> _Work request_: Starting at the top of the records, output every line through the one that contains "db_url = Configuration.database_url(test=TESTING)", keeping each exactly as it appears.

*** Block opens ***

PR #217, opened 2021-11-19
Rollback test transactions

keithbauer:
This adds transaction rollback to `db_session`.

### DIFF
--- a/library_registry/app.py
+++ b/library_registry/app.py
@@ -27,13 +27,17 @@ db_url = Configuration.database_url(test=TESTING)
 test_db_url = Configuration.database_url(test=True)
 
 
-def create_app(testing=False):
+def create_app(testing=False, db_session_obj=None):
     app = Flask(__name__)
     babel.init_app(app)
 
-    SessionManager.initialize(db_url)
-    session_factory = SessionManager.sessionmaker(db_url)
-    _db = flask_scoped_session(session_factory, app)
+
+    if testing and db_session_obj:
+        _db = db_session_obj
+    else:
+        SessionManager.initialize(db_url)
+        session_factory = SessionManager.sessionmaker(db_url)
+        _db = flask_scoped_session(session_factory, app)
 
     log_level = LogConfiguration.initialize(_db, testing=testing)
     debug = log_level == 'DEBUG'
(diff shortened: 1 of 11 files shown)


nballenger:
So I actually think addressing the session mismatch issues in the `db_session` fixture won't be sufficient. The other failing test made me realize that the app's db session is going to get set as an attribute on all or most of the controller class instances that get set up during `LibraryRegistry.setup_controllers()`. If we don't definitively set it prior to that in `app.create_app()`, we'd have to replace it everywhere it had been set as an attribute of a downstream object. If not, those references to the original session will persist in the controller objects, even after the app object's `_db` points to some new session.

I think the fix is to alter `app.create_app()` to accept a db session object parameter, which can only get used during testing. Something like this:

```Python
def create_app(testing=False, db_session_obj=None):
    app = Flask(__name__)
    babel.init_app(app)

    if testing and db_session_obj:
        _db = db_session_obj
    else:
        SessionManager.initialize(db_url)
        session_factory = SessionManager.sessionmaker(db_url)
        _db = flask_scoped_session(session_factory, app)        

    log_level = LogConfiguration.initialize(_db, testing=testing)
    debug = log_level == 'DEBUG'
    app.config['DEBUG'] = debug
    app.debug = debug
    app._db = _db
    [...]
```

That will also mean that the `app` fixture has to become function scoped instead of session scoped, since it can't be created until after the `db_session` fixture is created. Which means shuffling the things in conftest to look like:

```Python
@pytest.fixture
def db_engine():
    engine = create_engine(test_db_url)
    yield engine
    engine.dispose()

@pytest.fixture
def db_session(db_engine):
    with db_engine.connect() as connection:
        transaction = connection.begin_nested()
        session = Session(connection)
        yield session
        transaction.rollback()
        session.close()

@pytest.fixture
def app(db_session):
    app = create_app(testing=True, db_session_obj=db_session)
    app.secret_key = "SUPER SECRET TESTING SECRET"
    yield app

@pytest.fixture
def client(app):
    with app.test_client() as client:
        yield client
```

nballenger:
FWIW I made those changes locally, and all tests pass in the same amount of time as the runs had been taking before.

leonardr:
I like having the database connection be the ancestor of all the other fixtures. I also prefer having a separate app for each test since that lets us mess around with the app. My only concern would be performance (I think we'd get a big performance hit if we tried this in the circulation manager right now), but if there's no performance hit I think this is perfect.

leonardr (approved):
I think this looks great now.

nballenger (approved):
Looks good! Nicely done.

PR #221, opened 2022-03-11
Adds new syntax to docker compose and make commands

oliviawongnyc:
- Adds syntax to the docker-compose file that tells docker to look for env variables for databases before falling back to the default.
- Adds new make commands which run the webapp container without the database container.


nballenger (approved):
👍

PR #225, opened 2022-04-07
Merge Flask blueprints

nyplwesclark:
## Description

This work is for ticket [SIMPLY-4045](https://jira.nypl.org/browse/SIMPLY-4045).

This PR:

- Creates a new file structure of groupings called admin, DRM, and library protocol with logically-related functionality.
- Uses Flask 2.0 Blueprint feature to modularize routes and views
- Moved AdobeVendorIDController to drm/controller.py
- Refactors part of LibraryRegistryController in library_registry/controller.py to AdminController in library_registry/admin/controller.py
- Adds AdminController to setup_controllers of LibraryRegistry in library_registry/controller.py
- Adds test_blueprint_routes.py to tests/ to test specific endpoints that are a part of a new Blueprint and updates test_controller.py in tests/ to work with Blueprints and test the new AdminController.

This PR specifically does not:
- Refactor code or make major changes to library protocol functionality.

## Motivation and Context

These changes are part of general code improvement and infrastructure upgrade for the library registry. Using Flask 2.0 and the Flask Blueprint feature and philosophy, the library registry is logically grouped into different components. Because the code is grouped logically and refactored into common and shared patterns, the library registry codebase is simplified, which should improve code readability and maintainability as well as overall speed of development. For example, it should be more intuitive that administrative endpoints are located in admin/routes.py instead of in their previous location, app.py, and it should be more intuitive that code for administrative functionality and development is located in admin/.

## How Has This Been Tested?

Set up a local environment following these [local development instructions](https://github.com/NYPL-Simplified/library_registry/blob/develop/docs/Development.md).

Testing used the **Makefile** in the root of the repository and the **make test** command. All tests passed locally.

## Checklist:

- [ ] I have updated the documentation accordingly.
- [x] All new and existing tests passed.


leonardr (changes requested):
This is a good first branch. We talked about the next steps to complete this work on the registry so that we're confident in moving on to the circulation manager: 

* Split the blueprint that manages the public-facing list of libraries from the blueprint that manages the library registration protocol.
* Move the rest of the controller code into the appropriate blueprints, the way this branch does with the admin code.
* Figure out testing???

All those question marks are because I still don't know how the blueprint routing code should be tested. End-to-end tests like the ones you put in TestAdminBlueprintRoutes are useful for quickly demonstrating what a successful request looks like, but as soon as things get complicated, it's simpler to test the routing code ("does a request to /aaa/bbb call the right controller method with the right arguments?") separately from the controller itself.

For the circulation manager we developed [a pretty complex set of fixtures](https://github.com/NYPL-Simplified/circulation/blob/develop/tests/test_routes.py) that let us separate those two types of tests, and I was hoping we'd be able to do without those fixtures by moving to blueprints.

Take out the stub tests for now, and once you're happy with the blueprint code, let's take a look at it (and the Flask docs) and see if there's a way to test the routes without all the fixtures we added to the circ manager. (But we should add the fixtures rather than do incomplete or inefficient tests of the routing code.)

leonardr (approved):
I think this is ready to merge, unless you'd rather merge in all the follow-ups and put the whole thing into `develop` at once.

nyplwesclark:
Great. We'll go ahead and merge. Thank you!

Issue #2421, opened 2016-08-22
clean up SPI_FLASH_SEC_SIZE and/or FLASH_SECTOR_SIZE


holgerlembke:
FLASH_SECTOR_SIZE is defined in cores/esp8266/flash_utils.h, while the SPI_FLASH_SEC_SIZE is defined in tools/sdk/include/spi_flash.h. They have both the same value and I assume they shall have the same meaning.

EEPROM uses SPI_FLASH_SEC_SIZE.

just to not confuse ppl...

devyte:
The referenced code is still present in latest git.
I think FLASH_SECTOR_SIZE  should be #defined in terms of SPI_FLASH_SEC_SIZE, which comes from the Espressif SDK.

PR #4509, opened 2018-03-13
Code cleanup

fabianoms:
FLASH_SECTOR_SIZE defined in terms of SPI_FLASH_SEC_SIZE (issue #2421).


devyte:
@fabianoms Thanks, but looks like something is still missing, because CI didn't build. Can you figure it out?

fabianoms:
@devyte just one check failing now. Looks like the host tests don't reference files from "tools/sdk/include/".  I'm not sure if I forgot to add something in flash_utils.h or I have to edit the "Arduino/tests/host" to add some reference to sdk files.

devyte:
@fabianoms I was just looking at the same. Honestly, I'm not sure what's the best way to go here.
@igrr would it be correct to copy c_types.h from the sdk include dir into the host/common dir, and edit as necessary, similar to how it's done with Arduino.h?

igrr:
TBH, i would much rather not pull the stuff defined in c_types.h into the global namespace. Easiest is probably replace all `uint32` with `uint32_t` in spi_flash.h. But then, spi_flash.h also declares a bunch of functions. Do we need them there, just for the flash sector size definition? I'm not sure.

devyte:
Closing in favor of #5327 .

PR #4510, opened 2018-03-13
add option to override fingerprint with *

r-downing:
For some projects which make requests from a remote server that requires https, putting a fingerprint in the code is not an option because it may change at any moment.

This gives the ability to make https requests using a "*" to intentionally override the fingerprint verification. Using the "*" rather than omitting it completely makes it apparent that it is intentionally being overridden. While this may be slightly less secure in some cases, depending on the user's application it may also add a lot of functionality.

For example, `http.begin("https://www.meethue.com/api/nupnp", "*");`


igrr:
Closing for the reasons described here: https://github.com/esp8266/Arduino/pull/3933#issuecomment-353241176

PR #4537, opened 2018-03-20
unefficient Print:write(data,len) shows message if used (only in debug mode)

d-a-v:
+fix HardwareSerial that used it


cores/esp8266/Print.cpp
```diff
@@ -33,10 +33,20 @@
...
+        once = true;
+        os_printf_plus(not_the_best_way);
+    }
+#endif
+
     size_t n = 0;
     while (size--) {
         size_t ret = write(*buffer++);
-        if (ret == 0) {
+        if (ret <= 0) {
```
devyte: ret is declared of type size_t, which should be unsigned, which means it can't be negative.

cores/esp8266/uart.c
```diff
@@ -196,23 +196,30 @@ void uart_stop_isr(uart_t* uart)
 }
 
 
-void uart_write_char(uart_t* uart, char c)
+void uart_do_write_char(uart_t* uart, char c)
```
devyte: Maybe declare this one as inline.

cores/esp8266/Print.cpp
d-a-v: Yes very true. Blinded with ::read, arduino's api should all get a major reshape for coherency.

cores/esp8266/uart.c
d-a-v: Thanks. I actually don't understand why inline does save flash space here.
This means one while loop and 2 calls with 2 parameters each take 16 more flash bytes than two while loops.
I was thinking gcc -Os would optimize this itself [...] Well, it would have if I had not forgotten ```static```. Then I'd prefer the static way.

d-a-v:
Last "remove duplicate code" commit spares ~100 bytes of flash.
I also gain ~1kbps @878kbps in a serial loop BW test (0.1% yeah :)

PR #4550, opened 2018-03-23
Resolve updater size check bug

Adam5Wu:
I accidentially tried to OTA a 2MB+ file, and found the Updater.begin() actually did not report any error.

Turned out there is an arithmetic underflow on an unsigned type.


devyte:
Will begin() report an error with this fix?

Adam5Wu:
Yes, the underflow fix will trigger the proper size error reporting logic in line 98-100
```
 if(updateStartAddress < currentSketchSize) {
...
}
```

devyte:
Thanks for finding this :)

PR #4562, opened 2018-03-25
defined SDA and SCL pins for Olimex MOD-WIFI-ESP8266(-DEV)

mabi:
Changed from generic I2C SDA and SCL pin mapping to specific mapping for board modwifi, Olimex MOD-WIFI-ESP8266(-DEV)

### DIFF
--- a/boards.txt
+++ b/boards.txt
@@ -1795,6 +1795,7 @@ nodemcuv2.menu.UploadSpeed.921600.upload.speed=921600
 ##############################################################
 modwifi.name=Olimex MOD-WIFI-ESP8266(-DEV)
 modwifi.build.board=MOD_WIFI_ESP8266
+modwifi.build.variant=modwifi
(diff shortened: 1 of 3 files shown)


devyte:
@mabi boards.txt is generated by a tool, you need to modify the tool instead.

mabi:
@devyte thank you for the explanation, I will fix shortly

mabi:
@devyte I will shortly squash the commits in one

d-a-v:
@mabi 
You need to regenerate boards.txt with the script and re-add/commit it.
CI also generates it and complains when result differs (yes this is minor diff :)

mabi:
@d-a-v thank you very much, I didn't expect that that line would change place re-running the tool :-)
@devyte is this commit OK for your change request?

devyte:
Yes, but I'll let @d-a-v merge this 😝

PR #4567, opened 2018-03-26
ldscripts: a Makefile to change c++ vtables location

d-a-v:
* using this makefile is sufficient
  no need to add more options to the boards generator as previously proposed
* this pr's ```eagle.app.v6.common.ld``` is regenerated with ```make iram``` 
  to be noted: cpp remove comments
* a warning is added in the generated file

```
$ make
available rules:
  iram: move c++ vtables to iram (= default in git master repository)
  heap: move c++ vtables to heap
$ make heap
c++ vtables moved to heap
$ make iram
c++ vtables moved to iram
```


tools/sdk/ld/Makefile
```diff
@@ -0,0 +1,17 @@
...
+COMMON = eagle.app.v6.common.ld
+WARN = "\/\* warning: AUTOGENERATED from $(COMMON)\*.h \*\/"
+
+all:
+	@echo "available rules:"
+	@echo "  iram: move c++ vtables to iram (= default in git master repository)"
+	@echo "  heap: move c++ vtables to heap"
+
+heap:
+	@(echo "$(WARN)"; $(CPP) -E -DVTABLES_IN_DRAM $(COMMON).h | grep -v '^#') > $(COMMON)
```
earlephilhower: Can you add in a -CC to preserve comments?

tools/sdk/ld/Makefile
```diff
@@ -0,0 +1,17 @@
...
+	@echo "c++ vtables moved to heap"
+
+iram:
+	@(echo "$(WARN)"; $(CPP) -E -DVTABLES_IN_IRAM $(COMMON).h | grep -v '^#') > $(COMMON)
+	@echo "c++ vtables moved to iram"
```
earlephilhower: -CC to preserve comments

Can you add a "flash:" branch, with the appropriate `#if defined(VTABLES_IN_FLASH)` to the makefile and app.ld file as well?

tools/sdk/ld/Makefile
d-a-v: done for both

*** Block closes ***

> _Solution for this exercise_:
PR #217, opened 2021-11-19
Rollback test transactions

keithbauer:
This adds transaction rollback to `db_session`.

### DIFF
--- a/library_registry/app.py
+++ b/library_registry/app.py
@@ -27,13 +27,17 @@ db_url = Configuration.database_url(test=TESTING)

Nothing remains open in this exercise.